In electrical engineering, noise margin is the maximum voltage amplitude of extraneous signal that can be algebraically added to the noise-free worst-case input level without causing the output voltage to deviate from the allowable logic voltage level. It is commonly used in at least two contexts as follows:

In communications system engineering, noise margin is the ratio by which the signal exceeds the minimum acceptable amount.  It is normally measured in decibels.
In a digital circuit, the noise margin is the amount by which the signal exceeds the threshold for a proper '0' or '1'.  For example, a digital circuit might be designed to swing between 0.0 and 1.2 volts, with anything below 0.2 volts considered a '0', and anything above 1.0 volts considered a '1'.  Then the noise margin for a '0' would be the amount that a signal is below 0.2 volts, and the noise margin for a '1' would be the amount by which a signal exceeds 1.0 volt.  In this case noise margins are measured as an absolute voltage, not a ratio.
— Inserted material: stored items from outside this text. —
PR #10466, opened 2024-08-18
Deprecate [TreewareTrees] service

PyvesB:
The Treeware API has been unresponsive for some time now. I reported the issue a month ago in https://github.com/TreewareEarth/treeware.earth/issues/35, but haven't heard back. Given low usage numbers (43 renders last Thursday for example), I think we can go ahead and start the deprecation process.

Cc @owenvoke who contributed the badge in the first place.

### DIFF
--- a/services/treeware/treeware-trees.service.js
+++ b/services/treeware/treeware-trees.service.js
@@ -1,65 +1,11 @@
-import crypto from 'crypto'
-import Joi from 'joi'
-import { metric } from '../text-formatters.js'
-import { floorCount } from '../color-formatters.js'
-import { BaseJsonService, pathParams } from '../index.js'
+import { deprecatedService } from '../index.js'
 
-const apiSchema = Joi.object({
-  total: Joi.number().required(),
-}).required()
-
-export default class TreewareTrees extends BaseJsonService {
-  static category = 'other'
-
-  static route = {
+export const TreewareTrees = deprecatedService({
+  category: 'other',
+  route: {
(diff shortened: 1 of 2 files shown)


chris48s (approved):
maybe worth leaving this open for a bit to see if the original author responds, but happy for you to merge it when the time is right

owenvoke:
Hi @PyvesB and @chris48s, the Offset Earth platform was renamed to Ecologi.

We should be able to update the `offset.earth` domain to `ecologi.com` and it will start working again. 👍🏻

PyvesB:
What would be the difference with our existing [ecologi badges](https://github.com/badges/shields/blob/master/services/ecologi/ecologi-trees.service.js)? Have Ecologi and Treeware essentially merged into one project?

chris48s:
One thing I'll quickly note here is: the treeware badge uses a user/package format whereas the ecologi one takes a username only

owenvoke:
Yeah, so packages with Treeware are recorded by package name (i.e. using the `ref` query param, which is an MD5 hash of `vendor/package`).

In theory, we could proxy this and add a `ref` param to the Ecologi badge (which can actually be used for referencing anyone who has bought trees).

Or, we can keep this separate badge which nicely encodes specifically for packages (which I think works a bit cleaner). 🤷🏻

PyvesB:
Thanks for the additional context! I think it makes sense to leave things as they are and simply switch the API endpoint. I've opened #10467 accordingly.

PR #10476, opened 2024-08-25
Publish linux/amd64 docker images for snapshot builds only

smashedr:
I did some research and it seems the correct way to publish a multi-architecture build under a single tag is to do it simultaneously.

```
0 shane@jammy [/home/shane]$ docker pull shieldsio/shields:next
next: Pulling from shieldsio/shields
no matching manifest for linux/amd64 in the manifest list entries
```

That will make the entire build take the full duration of ~35 minutes. At a glance I don't see master being merged to more frequently than 35 minutes apart, so I have also included the next build here, but that can easily be removed.

### DIFF
--- a/.github/workflows/create-release.yml
+++ b/.github/workflows/create-release.yml
@@ -17,9 +17,6 @@ jobs:
       contains(github.event.pull_request.labels.*.name, 'release')
 
     runs-on: ubuntu-latest
-    strategy:
-      matrix:
-        architecture: [amd64, arm64]
 
     steps:
       - name: Get current date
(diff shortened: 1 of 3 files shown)


chris48s:
Merging lots of PRs close together is something we do frequently e.g:

Screenshot at 2024-08-26 21-57-45

Even if we didn't, having to wait ~35 minutes from merging something to having an image ready to deploy every time is just going to be too annoying. I think if the only way to do this is to push both together, we go with what I suggested in https://github.com/badges/shields/pull/10441#issuecomment-2308442580 - arm64 on snapshot tags only.

smashedr:
Ok, I can remove the arm64 from next, and just leave it on the release branch build.

chris48s (approved):
Cool. I am planning to do the next snapshot release later today so we'll test the process and (hopefully) have a working dual arch image available this time.

chris48s:
Screenshot at 2024-09-02 16-03-11

smashedr:
Looks good :white_check_mark:
I was able to run `shieldsio/shields:server-2024-09-02` on my development server and deploy it to my arm64 swarm server.

Issue #10244, opened 2024-06-10
OSS Lifecycle GitLab


JoeIzzard:
### 📋 Description

There are already OSS Lifecycle and OSS Lifecycle Branch badges for GitHub, however it would be great to have a version that is compatible with GitLab. This would look and work like the existing OSS Lifecycle badge:
![Static Badge](https://img.shields.io/badge/oss_lifecycle-active-green)

### 🔗 Data

The data for this would be pulled from the Raw GitLab content for that repo. On GitLab this takes the form:
https://gitlab.com/{USER}/{REPO}/-/raw/{BRANCH}/{FILE}?ref_type=heads

### 🎤 Motivation

I largely use GitLab and would like to be able to use the badge.

chris48s:
We have a number of badges that just look at a file which could be anywhere but are hard-coded to assume that file is on GitHub. I would really like to gradually move these to being agnostic about where the file is hosted. So they will work for projects on GitHub, GitLab, BitBucket, Forgejo, your self-hosted instance of Gitea.. all the places. OSSLifeCycle is one of these.

I think my suggestion here would be that we migrate this so that instead of

https://img.shields.io/osslifecycle/Netflix/osstracker

the URL becomes

https://img.shields.io/osslifecycle?file=https%3A//github.com/Netflix/osstracker/blob/master/OSSMETADATA

but `file` can live anywhere. To maintain backwards compatibility for existing users, we can use a redirect to redirect calls to `osslifecycle/{user}/{repo}/{branch}` to `https://img.shields.io/osslifecycle?file=https%3A//github.com/{user}/{repo}/blob/{branch}/OSSMETADATA`.

JoeIzzard:
I have been having a look at this, but have run into some issues. Has this been implemented for any other endpoints I can look over as an example implementation?

So far I have added a `file_url` query parameter, and some logic so that if it is provided we fetch that otherwise use the existing URL structure.

The issue I am finding is with creating the bare `osslifecycle` without path parameters. Removing the `pattern` aspect of the route results in an error which I believe is an assertion error for having less than one extension, crash log below:

<details>
<summary>Crash Log</summary>
<pre>
[server] /Users/jizzard/Desktop/Projects/Personal/Open Source/Shields/node_modules/joi/lib/errors.js:193
[server]         return new exports.ValidationError(message, details, original);
[server]                ^
[server] 
[server] Error [ValidationError]: Route for OssTracker {
[server]   "base": "osslifecycle",
[...]

PR #10489, opened 2024-09-02
[OSSLifecycle] Add file_url param to pull from non-github sources

JoeIzzard:
This PR addresses #10244 (OSS Lifecycle GitLab) by adding a queryParam of `file_url`. When this parameter is provided, we fetch the provided URL instead of defaulting to the GitHub RAW Content URL. Existing badges using the `{user}/{repo}` and `{user}/{repo}/{branch}` pattern are maintained, however providing `file_url` with these will still override the URL we fetch.

UI Changes:
- Added a `OSS Lifecycle (file)` OpenAPI entry for the new end point without path parameters
- Changed `OSS Lifecycle` to `OSS Lifecycle (GitHub)`
- Changed `OSS Lifecycle (branch)` to `OSS Lifecycle (GitHub branch)`

Changes to tests:
- Added new test to test using `file_url` against the Netflix OSS Tracker Repo

One potential improvement would be to rename the service class, currently it is `OssTracker` however everywhere else is referred to as `osslifecycle`.

### DIFF
--- a/services/osslifecycle/osslifecycle.service.js
+++ b/services/osslifecycle/osslifecycle.service.js
@@ -1,4 +1,11 @@
-import { BaseService, InvalidResponse, pathParams } from '../index.js'
+import Joi from 'joi'
+import { optionalUrl } from '../validators.js'
+import {
+  BaseService,
+  InvalidResponse,
+  pathParams,
+  queryParam,
+} from '../index.js'
 
 const description = `
 OSS Lifecycle is an initiative started by Netflix to classify open-source projects into lifecycles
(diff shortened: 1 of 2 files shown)


JoeIzzard:
I didn't realise there was a redirector method, makes sense to do it that way.

I have stripped back the `osstracker` to just include fetching from any URL with `file_url`. All the existing checks are now using the `file_url` method so was able to remove the test I added in my first version. Added a redirector to handle the old methods, and added two tests to test with and without the branch parameter.

services/osslifecycle/osslifecycle.service.js
```diff
@@ -9,49 +11,33 @@ single line similar to the following: \`osslifecycle=active\`. Other suggested v
 can be viewed on the [OSS Tracker repository](https://github.com/Netflix/osstracker).
```
chris48s, line 11: I can't leave a comment on the exact line because it hasn't been changed in the diff, but can we remove "GitHub" from the docs here

```diff
- simply create an OSSMETADATA tagging file at the root of your GitHub repository containing a
+ simply create an OSSMETADATA tagging file at the root of your repository containing a
```

services/osslifecycle/osslifecycle.service.js
```diff
@@ -87,17 +73,15 @@ export default class OssTracker extends BaseService {
...
-  async fetch({ user, repo, branch }) {
+  async fetch({ fileUrl }) {
     return this._request({
-      url: `https://raw.githubusercontent.com/${user}/${repo}/${branch}/OSSMETADATA`,
+      url: fileUrl,
     })
   }
 
-  async handle({ user, repo, branch }) {
+  async handle({ user, repo, branch }, { file_url: fileUrl = '' }) {
```
chris48s, line 82:
```suggestion
  async handle(pathParams, { file_url: fileUrl = '' }) {
```
We have to put something here because `queryParams` is the second argument to `handle()` but we're not actually using `user`, `repo` or `branch` in this function.

chris48s (commented):
Thanks. Couple of minor changes then this is good to merge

Noise margins for CMOS chips are usually much greater than those for TTL because the VOH min is closer to the power supply voltage and VOL max is closer to zero.
Real digital inverters do not instantaneously switch from a logic high (1) to a logic low (0), there is some capacitance. While an inverter is transitioning from a logic high to low, there is an undefined region where the voltage cannot be considered high or low. This is considered a noise margin. There are two noise margins to consider: Noise margin high (NMH) and noise margin low (NML). NMH is the amount of voltage between an inverter transitioning from a logic high (1) to a logic low (0) and vice versa for NML. The equations are as follows: NMH ≡ VOH - VIH  and NML ≡ VIL - VOL.  Typically, in a CMOS inverter VOH will equal VDD and  VOL will equal the ground potential, as mentioned above. 
VIH is defined as the highest input voltage at which the slope of the voltage transfer characteristic (VTC) is equal to -1, where the VTC is the plot of all valid output voltages vs. input voltages. Similarly, VIL is defined as the lowest input voltage where slope of the VTC is equal to -1.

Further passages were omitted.